> [Exercise objective]
Line by line, copy the records below exactly.

> [Records for processing]
PR #6663, opened 2018-11-15
Add 'IS' Operator to placement constraint

daynelucasrax:
Add IS Operator to Placement Constraint

Summary:
Add the IS operator in placement constraint or application schema documentation.

JIRA issues:
N/A


timcharper:
Hi there @daynelucasrax ! We can certainly merge this, but just FYI this is deprecated and in Marathon 1.8 it will be completely inaccessible via the API (and off by default in 1.7). See https://github.com/mesosphere/marathon/blob/master/changelog.md#v2schemas for more info :)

> [Exercise response]
PR #6663, opened 2018-11-15
Add 'IS' Operator to placement constraint

daynelucasrax:
Add IS Operator to Placement Constraint

Summary:
Add the IS operator in placement constraint or application schema documentation.

JIRA issues:
N/A


timcharper:
Hi there @daynelucasrax ! We can certainly merge this, but just FYI this is deprecated and in Marathon 1.8 it will be completely inaccessible via the API (and off by default in 1.7). See https://github.com/mesosphere/marathon/blob/master/changelog.md#v2schemas for more info :)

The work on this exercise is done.